Vaccines can also be directed against cancer or chronic infection. In these cases, a vaccine is considered to be a therapeutic rather than a prophylactic. Bréchot points to three types of safety concerns with therapeutic vaccination.

The first concern, as with any vaccination, is whether the vector itself will generate too much of an inflammatory response.

The second concern is whether the vaccine will change the natural course of the chronic infection, such as hepatitis, in a way that might be deleterious. “That is something you test on animal models and preclinical models before moving to the clinic,” Bréchot explains. “So far, this type of safety concern has really not been a major issue.”

The third concern is whether there will be long-term consequences due to viral vector administration. Such consequences, Bréchot notes, are “due to the vector’s interaction with the host cells, in particular, integrations.”

Lentiviral vectors

Retroviral vectors integrate their GOI into the host genome, and thus pass it along whenever the cell divides. “That’s good if you want long-term therapy,” says Mason.

But inserting the wrong sequence into the wrong place can wreak havoc. Several years ago, patients treated for severe combined immunodeficiency developed leukemia as a result of insertional oncogenesis.

Bréchot explains that the field responded, in part, by changing the genetic organization of the vector, the promoter, etc., so that “even if there were to be an insertion in some sensitive site, that could not have the same consequence.”

Lentiviral vectors derived from the HIV retrovirus have become useful in the development of chimeric antigen receptor T-cell therapies and other ex vivo cell-based gene therapies. Here, cells are removed, transduced, and returned to the patient. One advantage, according to Mason, is that “you can target very specific cell populations, because you can do it on a selection basis,” and use many orders of magnitude less vector. He says that another advantage is that “you can freeze the product down, which gives you time to actually do a number of tests to make sure it meets the safety and potency criteria that you require, prior to infusing it back into the patient.”

Viral Vectors
Lentiviral vectors derived from the HIV retrovirus may be advantageous in gene therapies because these vectors can target nondividing and slowly dividing cells. They have already become useful in the development of chimeric antigen receptor T-cell therapies and other ex vivo cell-based gene therapies. According to Theravectys, a vaccine developer, lentiviral vector–based vaccines may be administered at doses 1,000 to 10,000 times lower than those necessary with adenoviral vectors. [MedicalRF.com/Getty Images]

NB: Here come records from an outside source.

PR #279, opened 2024-02-08
Field seed in Class Options added

markusfindenig:
I have added the Field seed in the Class Options for Ollama. Because of that i can add a random int or a static int


ollama/runtime/src/main/java/io/quarkiverse/langchain4j/ollama/runtime/config/ChatModelConfig.java
```diff
@@ -47,4 +47,13 @@ public interface ChatModelConfig {
...
     @WithDefault("40")
     Integer topK();
+
+     /**
+     * With a static number the result is always the same. With a random number the result varies
+     * Example:
+     * Random random = new Random();
+     * int x = random.nextInt(Integer.MAX_VALUE);
+     */
+    @WithDefault("42")
```
geoand, line 57: Why this default?

geoand (commented):
Thanks for this, I have added a comment

markusfindenig:
Only a static number is required. The number can also be 0Am 08.02.2024 16:27 schrieb Georgios Andrianakis ***@***.***>:
@geoand commented on this pull request.

Thanks for this, I have added a comment

In ollama/runtime/src/main/java/io/quarkiverse/langchain4j/ollama/runtime/config/ChatModelConfig.java:
> @@ -47,4 +47,13 @@ public interface ChatModelConfig {
      */
     @WithDefault("40")
     Integer topK();
+
+     /**
+     * With a static number the result is always the same. With a random number the result varies
+     * Example:
+     * Random random = new Random();
+     * int x = random.nextInt(Integer.MAX_VALUE);
+     */
+    @WithDefault("42")

Why this default?

markusfindenig:
I think the default value is zero. I didn't find any. But also for the other values ​​such as top_k, the value is zero and must be set

markusfindenig:
I mean, there are no default values, because in langchain4j is only the model "Options" without any values
https://github.com/langchain4j/langchain4j/blob/main/langchain4j-ollama/src/main/java/dev/langchain4j/model/ollama/Options.java

geoand:
Cool. In that case we should make the configuration Optional and only set it the corresponding field when the Optional contains a value

markusfindenig:
now the standard value for seed is null

ollama/runtime/src/main/java/io/quarkiverse/langchain4j/ollama/runtime/config/ChatModelConfig.java
```diff
@@ -47,4 +47,12 @@ public interface ChatModelConfig {
...
     @WithDefault("40")
     Integer topK();
+
+     /**
+     * With a static number the result is always the same. With a random number the result varies
+     * Example:
+     * Random random = new Random();
+     * int x = random.nextInt(Integer.MAX_VALUE);
+     */
+    Integer seed();
```
geoand, line 57: Actually, this needs to be `Optional<Integer>` othewire the property will be required

geoand (commented):
Thanks for the update.

I added one more comment.

When that is addressed, we'll also need to squash the commits into a single one.

markusfindenig:
I hope this is correct now

ollama/runtime/src/main/java/io/quarkiverse/langchain4j/ollama/runtime/OllamaRecorder.java
```diff
@@ -17,11 +17,18 @@ public class OllamaRecorder {
     public Supplier<?> chatModel(Langchain4jOllamaConfig runtimeConfig, String modelName) {
         Langchain4jOllamaConfig.OllamaConfig ollamaConfig = correspondingOllamaConfig(runtimeConfig, modelName);
         ChatModelConfig chatModelConfig = ollamaConfig.chatModel();
+
+        int seed=null;
+        if(null!=chatModelConfig.seed()){
```
geoand, line 22: As `chatModelConfig.seed` will not always be an optional, it needs to be handled accordingly :)

geoand:
Great, can you please squash the commits and force push?

markusfindenig (commented):
ok

geoand:
We'll a rebase and squash, not a merge of main into this branch.

Do you want me to do it?

markusfindenig:
Yes, please do it. Am 11.02.2024 13:02 schrieb Georgios Andrianakis ***@***.***>:
We'll a rebase and squash, not a merge of main into this branch.
Do you want me to do it?

Issue #103, opened 2023-12-06
Infinispan as embedding storage support


karesti:
Infinispan is implementing the Vector Search capabilities. 
Tagging the issue here

geoand:
@karesti I am sure what your timeline for this is, but I just wanted to let you know that this extension releases much quicker than the uptream langchain4j project.

karesti:
@geoand we need 15.0.0.Final version in the infinispan-client upstream quarkus as well

karesti:
@geoand somewhere in january will be releasing 15.0.0.Final, then with the latest quarkus release containing the version, we can integrate all here. for now i'm working locally with snapshot and dev versions to fill all the gaps for the integration in langchain upstream and here

geoand:
Sounds good

PR #288, opened 2024-02-09
Infinispan embedding store

karesti:
we introduced a new method in 15 api that allows simply calling search, I can't use 14 client for that reason
On top of that, the jakarta dependency does not exist in 15 anymore, but in 14
However, when overriding all, the test and module I added works and builds (at least in JVM, did not try more for now)

Closes https://github.com/quarkiverse/quarkus-langchain4j/issues/103


karesti:
@maxandersen @geoand

geoand:
I'ld like @jmartisk to review this as well

infinispan/runtime/src/main/java/io/quarkiverse/langchain4j/infinispan/runtime/InfinispanEmbeddingStoreConfig.java
```diff
@@ -0,0 +1,30 @@
...
+     * the embedding model that you use. For example, AllMiniLmL6V2QuantizedEmbeddingModel produces vectors of dimension 384.
+     * OpenAI's text-embedding-ada-002 produces vectors of dimension 1536.
+     */
+    Long dimension();
+
+    /**
+     * Name of the cache that will be used in Infinispan when searching for related embeddings.
+     * If this cache doesn't exist, it will be created.
+     */
+    @WithDefault("lanchain-cache")
```
cescoffier, line 27:
```suggestion
    @WithDefault("langchain-cache")
```

I'm actually wondering if langchain should be part of the name.

infinispan/runtime/src/main/java/io/quarkiverse/langchain4j/infinispan/runtime/InfinispanEmbeddingStoreConfig.java
```diff
@@ -0,0 +1,30 @@
...
+@ConfigRoot(phase = RUN_TIME)
+@ConfigMapping(prefix = "quarkus.langchain4j.infinispan")
+public interface InfinispanEmbeddingStoreConfig {
+
+    /**
+     * The dimension of the embedding vectors. This has to be the same as the dimension of vectors produced by
+     * the embedding model that you use. For example, AllMiniLmL6V2QuantizedEmbeddingModel produces vectors of dimension 384.
+     * OpenAI's text-embedding-ada-002 produces vectors of dimension 1536.
+     */
+    Long dimension();
```
cescoffier, line 21: Open question: do we really need this? 

I found it super confusing when using Redis.

infinispan/runtime/src/main/java/io/quarkiverse/langchain4j/infinispan/runtime/LanchainItemMarshaller.java
```diff
@@ -0,0 +1,50 @@
...
+import java.util.List;
+
+import org.infinispan.protostream.MessageMarshaller;
+
+import io.quarkiverse.langchain4j.infinispan.SchemaAndMarshallerProducer;
+
+/**
+ * Marshaller to read and write embeddings to Infinispan
+ */
+public class LanchainItemMarshaller implements MessageMarshaller<LangchainInfinispanItem> {
```
cescoffier, line 14:
```suggestion
public class LangchainItemMarshaller implements MessageMarshaller<LangchainInfinispanItem> {
```

infinispan/runtime/src/main/resources/META-INF/quarkus-extension.yaml
```diff
@@ -0,0 +1,12 @@
+name: Langchain4j Infinispan embedding store
+artifact: ${project.groupId}:${project.artifactId}:${project.version}
+description: Provides the Infinispan Embedding store for Langchain4j
+metadata:
+  keywords:
+    - ai
+    - langchain4j
+    - openai
```
cescoffier, line 8: I would add `embedding`.

cescoffier (changes requested):

infinispan/runtime/src/main/java/io/quarkiverse/langchain4j/infinispan/SchemaAndMarshallerProducer.java
```diff
@@ -0,0 +1,39 @@
...
+
+import io.quarkiverse.langchain4j.infinispan.runtime.InfinispanEmbeddingStoreConfig;
+import io.quarkiverse.langchain4j.infinispan.runtime.LanchainItemMarshaller;
+
+@ApplicationScoped
+public class SchemaAndMarshallerProducer {
+
+    public static final String LANCHAIN_ITEM = "LanchainItem";
+
+    private static final String PROTO = "syntax = \"proto2\";\n" + "\n" + "/**\n" + " * @Indexed\n" + " */\n"
```
jmartisk, line 19: Some other embedding stores allow configuring the name of the fields (in this case you have hardcoded `id`, `floatVector` and `text`). Wondering if it's actually useful and we should have it here too, maybe not.

In any case, we should also have a piece of documentation that describes the requirements on the schema of the cache - for the cases where the cache already exists on startup.

infinispan/pom.xml
```diff
@@ -0,0 +1,21 @@
...
+        <groupId>io.quarkiverse.langchain4j</groupId>
+        <artifactId>quarkus-langchain4j-parent</artifactId>
+        <version>999-SNAPSHOT</version>
+    </parent>
+    <artifactId>quarkus-langchain4j-infinispan-parent</artifactId>
+    <name>Quarkus LangChain4j - Infinispan embedding store - Parent</name>
+    <packaging>pom</packaging>
+
+    <properties>
+        <infinispan.version>15.0.0.Dev07</infinispan.version>
```
jmartisk, line 14: I understand it's temporary, but let's still put it into the root `pom.xml` along with all other version declarations?

infinispan/runtime/src/main/java/io/quarkiverse/langchain4j/infinispan/InfinispanEmbeddingStore.java
```diff
@@ -0,0 +1,176 @@
...
+        }
+        // blocking call
+        remoteCache.putAll(elements);
+    }
+
+    @Override
+    public List<EmbeddingMatch<TextSegment>> findRelevant(Embedding referenceEmbedding, int maxResults,
+            double minScore) {
+        Query<Object[]> query = remoteCache.query("select i, score(i) from " + "LanchainItem" + schema.getDimension().toString()
+                + " i where i.floatVector <-> " + Arrays.toString(referenceEmbedding.vector()) + "~3");
```
jmartisk, line 129: What does the `~3` mean? Maximum vector distance or something? Should it be configurable rather than hardcoded?

infinispan/runtime/src/main/java/io/quarkiverse/langchain4j/infinispan/runtime/InfinispanEmbeddingStoreConfig.java
karesti: Yes, the size of the vector is needed to define the index, and depending on the type of data/vector of your embeddings, the size can be diff. This is configurable in every embedding store in langchain

infinispan/runtime/src/main/java/io/quarkiverse/langchain4j/infinispan/runtime/InfinispanEmbeddingStoreConfig.java
karesti: I'll rename to vector-cache

karesti: or embeddings-cache

karesti:
@jmartisk @cescoffier I reported the changes

infinispan/runtime/src/main/java/io/quarkiverse/langchain4j/infinispan/InfinispanEmbeddingStore.java
```diff
@@ -0,0 +1,176 @@
...
+import io.quarkiverse.langchain4j.infinispan.runtime.LangchainInfinispanItem;
+
+public class InfinispanEmbeddingStore implements EmbeddingStore<TextSegment> {
+
+    private final RemoteCache<String, LangchainInfinispanItem> remoteCache;
+    private final InfinispanSchema schema;
+    private static final String DEFAULT_CACHE_CONFIG = "<distributed-cache name=\"CACHE_NAME\">\n"
+            + "<indexing storage=\"local-heap\">\n"
+            + "<indexed-entities>\n"
+            + "<indexed-entity>LANCHAINITEM</indexed-entity>\n"
```
jmartisk, line 36: G missing

infinispan/runtime/src/main/java/io/quarkiverse/langchain4j/infinispan/runtime/InfinispanEmbeddingStoreConfig.java
jmartisk: But please make it `Optional<Long>` so it's not required in cases when the schema already exists. If then, during boot, you find out that the cache needs to be created, and the dimension wasn't specified, then you throw an error.

infinispan/runtime/src/main/java/io/quarkiverse/langchain4j/infinispan/runtime/InfinispanEmbeddingStoreConfig.java
```diff
@@ -0,0 +1,36 @@
...
+
+    /**
+     * Name of the cache that will be used in Infinispan when searching for related embeddings.
+     * If this cache doesn't exist, it will be created.
+     */
+    @WithDefault("embeddings-cache")
+    String cacheName();
+
+    /**
+     * The distance between the
```
jmartisk, line 31: Missing part of the description :)

infinispan/runtime/src/main/java/io/quarkiverse/langchain4j/infinispan/runtime/InfinispanEmbeddingStoreConfig.java
karesti: ok, let's do that

karesti: the dimension is also used to know which index type is needed. it's a but more complex than that, I need to grab the cache configuration and infer the indexed entity name.
I decided the name for this use case, that could be parametrable

karesti: ok, I can't do this easily. Grabbing the configuration of a cache, for security reasons, is not an available method from the client. This action is only for "admins" and the user of this api might not have those rights.
What I can do is either specifying the vector size, either the indexed entity name

karesti: ok, right now dimension is mandatory. Schemas need to exist in the server and the client. I can't make it "optional" for this use case.

karesti: IMO, at least for now, schemas for vectors need to follow an specific convection in Infinispan. Caches can exist or not. The dimension is on the schema.

infinispan/runtime/src/main/java/io/quarkiverse/langchain4j/infinispan/SchemaAndMarshallerProducer.java
karesti: I did nothing on documentation yet, yes this must be explained.

karesti: @jmartisk concerning the naming, we can adapt the naming but I don't see the benefit right now.

infinispan/runtime/src/main/java/io/quarkiverse/langchain4j/infinispan/runtime/InfinispanEmbeddingStoreConfig.java
jmartisk: Ah, so you're saying that the client requires to have its own copy of the schema definition (and it can't ask the server to provide it for an existing cache) and that's why the client always needs to have the dimension configured?
What happens if the cache exists on the server, but the client has a WRONG dimension configured?

karesti: The serialization is done with protostream (protobuf) and hibernate search.
If the cache exists with LangchainItem384 (schema on client and server)
But then I try the existing cache with items on 384 with another dimension (383)
The server will upload a new schema for that size, register on the client the serialization context for that dimension and then Hibernate Search will say: 

```org.infinispan.client.hotrod.exceptions.HotRodClientException:Request for messageId=15 returned server error (status=0x85): org.hibernate.search.util.common.SearchException: ISPN014505: Unknown entity name: 'LangchainItem383'.```

Comment (karesti) [reply infinispan/runtime/src/main/java/io/quarkiverse/langchain4j/infinispan/runtime/InfinispanEmbeddingStoreConfig.java:21]: this is mandatory in the cache config for this use case
```json
"indexing": {
        "enabled": true,
        "storage": "local-heap",
        "indexed-entities": [
          "LangchainItem384"
        ]
      },
```
They need to match

infinispan/runtime/src/main/java/io/quarkiverse/langchain4j/infinispan/SchemaAndMarshallerProducer.java
```diff
@@ -0,0 +1,39 @@
...
+import org.infinispan.protostream.FileDescriptorSource;
+import org.infinispan.protostream.MessageMarshaller;
+
+import io.quarkiverse.langchain4j.infinispan.runtime.InfinispanEmbeddingStoreConfig;
+import io.quarkiverse.langchain4j.infinispan.runtime.LangchainItemMarshaller;
+
+@ApplicationScoped
+public class SchemaAndMarshallerProducer {
+
+    public static final String LANCHAIN_ITEM = "LangchainItem";
```
jmartisk, line 17: There's still a missing G :)

infinispan/runtime/src/main/java/io/quarkiverse/langchain4j/infinispan/runtime/InfinispanEmbeddingStoreConfig.java
jmartisk: Ok thanks for explaining, then it makes sense to me

karesti: We can improve the error message to be more clear on this particular integration, however things can evolve and get even better from our side. for 15 a bunch of things are coming like protobuf 3 integration and some API improvements and capabilities. The code I did here, will still work, but will be improved

infinispan/runtime/src/main/java/io/quarkiverse/langchain4j/infinispan/SchemaAndMarshallerProducer.java
karesti: forgot to push that change :) crazy G xD

jmartisk (approved):

cescoffier (approved):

Researchers are also looking into ways to mediate site-specific integration to further assure against an insertional oncogenesis event.

Non-integrating versions of the lentiviral vector have been developed in a collaboration between the Pasteur Institut and the vaccine company Theravectys. These vectors are designed to target the GOI to dendritic cells in vivo, stimulating “a well-controlled T-cell response” against cancers and chronic viral and bacterial infections, says Bréchot, who is chair of the company’s scientific advisory board. The effective dose of the lentiviral vector-based vaccine—which can be used either therapeutically or prophylactically—is generally 1,000 to 10,000 times lower than that necessary with adenoviral vectors, reducing the potential for an adverse reaction to the vector.